Sunday, January 4, 2004


Insightful essays on medieval India
M. Rajivlochan

Medieval India: Essays in Intellectual Thought and Culture (volume I)
edited by Iqtidar Husain Siddiqui. Manohar, Delhi, 2003. Rs 450. Pages 233.

Is "medieval India" in the middle of anything other than confusion? Look how comfortably historians contributing to this volume use the word "medieval" to refer to a slice of time that is lying in one corner of Indian history. One would imagine that the medieval India, with its reference to ‘middle’ would mean somewhere in the middle of Indian history, but the time period covered by the essays in this book covers just one recent corner of Indian history. It includes essays from the 11th century to the second half of the 18th century. This period, commonsense would suggest, falls either in the fourth quarter or the last decimal of known Indian history.
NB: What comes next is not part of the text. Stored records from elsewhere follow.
PR #9000, opened 2023-03-23
test: add missing groovy tests

sdelamo:


test-suite-groovy/src/test/groovy/io/micronaut/docs/expressions/ExampleJob.groovy
```diff
@@ -9,7 +9,7 @@ class ExampleJob {
 
     @Scheduled(
             fixedRate = "1s",
-            condition = "#{!jobControl.paused}") // <1>
+            condition = '#{!jobControl.paused}') // <1>
```
sdelamo, line 12: this is not required but I think it is better to show in the docs strings with single quotes to avoid the user falling into the trap of creating a GString with string interpolation.

PR #9001, opened 2023-03-24
build: remove build breaking unicode filename

nbrugger-tgm:
The file contains non-standard (UTF-8, ASCII) but Unicode characters (in the file name) which bricks the build on my machine with "FileNotFoundException: ??????-0.0.yml"

### DIFF
--- a/http-server-netty/src/test/resources/public/测试-0.0.yml
+++ b/http-server-netty/src/test/resources/public/测试-0.0.yml
@@ -1,4 +1,0 @@
-openapi: 3.0.1
-info:
-  title: 测试
-  version: "0.0"


nbrugger-tgm:
There is a test that verifies the existence of the file (or rather is correct serving by netty).
Is it maybe possible to remove the file from gradle indexing - any gradle command fails for me when the file is there

```
Execution failed for task ':http-server-netty:processTestResources'.
> Cannot access input property 'rootSpec$1' of task ':http-server-netty:processTestResources'. Accessing unreadable inputs or outputs is not supported. Declare the task as untracked by using Task.doNotTrackState(). See https://docs.gradle.org/8.0.2/userguide/incremental_build.html#disable-state-tracking for more details.
   > Failed to create MD5 hash for file '~/micronaut-core/http-server-netty/src/test/resources/public/??????-0.0.yml' as it does not exist.
```

graemerocher:
you can probably skip the task for now `./gradlew test -X http-server-netty:processTestResources`

nbrugger-tgm:
So this pr is dismissed/to close then?
It might be a problem more people run into (maybe) but it seems OS specific or on other environmental factors.

For me, it would be ok to close it if you don't see it as a big issue or no good solution is available.

nbrugger-tgm:
I still think this should be fixed but this PR is too old and it seems to be unwanted

Issue #6395, opened 2021-10-21
Add module-info to micronaut-inject and micronaut-core


msgilligan:
### Feature description

It has been possible to use Micronaut dependency injection as a Java Module System-compatible standalone dependency injection framework by processing the jars with tools like [Badass Jlink Plugin](https://badass-jlink-plugin.beryx.org/releases/latest/) since the 1.x series. As Micronaut and its dependencies have evolved, it is now possible for (at least) `micronaut-inject` and `micronaut-core` to be "fully modularized" by adding `module-info.java` files to their jars.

If, as many of our textbooks tell us, the history of India begins from circa 2000 BCE [before current era], then the period circa 1200 AD to 1800 AD definitely does not fall anywhere in the middle. It falls in the fourth quarter, much after any halftime in Indian history. It would fall even later, in the last tenth quarter of Indian history, if we were to take that the history of India begins from 5000 BCE, when the first of the river valley civilisations came up in north-western India in the valleys of the Saraswati and the Sindhu. Why persist with calling it "medieval India" when it is not in the middle of anything? If it is a book on the history of Islamic India and its transformation from a vibrant thinking society to an inward-looking one, then why not simply have that in the title?

The book having begun with such confusion, the 11 essays, written by seven eminent historians provide considerable insight into diverse areas of the Indian past. The editor, Professor I.H. Siddiqui, presents five essays. Two of these essays present critical appraisals of Al-Beruni of Khwarazm [11th century] and Qaiam Chandpuri of Rohilkhand [18th century] and their works. Another is on 13th century Indo-Persian poetry and a couple of essays are on the intellectual life among Muslims. Afzal Husain, S.A.A. Rizvi, I.A. Zilli, William Chittick and Ziauddin Desai write introductory commentaries on various other individuals and texts. The story of Khwaja Shah Mansur, the erstwhile finance minister of Akbar, who was executed at emperor’s behest, is told here with great verve by Afzal Husain and gives us an insight into the intrigues in the Mughal court.

Rizvi discusses a little known text, Munajat, written by Abul Fazl. In this text, says Rizvi, Fazl was at pains to say that while emperor Akbar was open to discussions and ideas from many other religions, he continued to be true to Wajibul-ul-Wujud (God). After all, in the mind of Abul Fazl, the most important reporter of the emperor of India, it was necessary to clarify that the emperor was true to his own religion even though he interacted extensively with members of other religions.

Even though there was pressure to prove truthfulness to the original faith, says Peter Hardy in his interesting essay on the concepts of time, the Muslim experience of life in India was much different from that in West Asia. "In South Asia," Hardy notes, "Muslims could dominate, or create great city centres; physically damage "Hindu" centres of worship and learning; and apply or divert revenues to the support of the teachers and maintainers of the religion and culture of Islam, but the countryside remained profoundly "Hindu in sentiment".

Did this peculiar experience of living with the Hindus have much impact on the manner in which thought was organised? Hardy gives a categorical answer: No. If anything, even when Muslim power in India was on the decline in the 18th century, Hardy says, "many believed the solution to lie in a renewal of true Islamic belief and practice (rather than, say, search for structural or economic explanations)".

Once beliefs get fossilised and enquiring ideas get truncated by the pressure to confirm to the Great Tradition of a religion, societies do have a tendency to stare, dazed like a deer before a searchlight, waiting for the hunters to make their move. Is there a lesson for contemporary India in all this? Only a reader of this volume would be able to say that.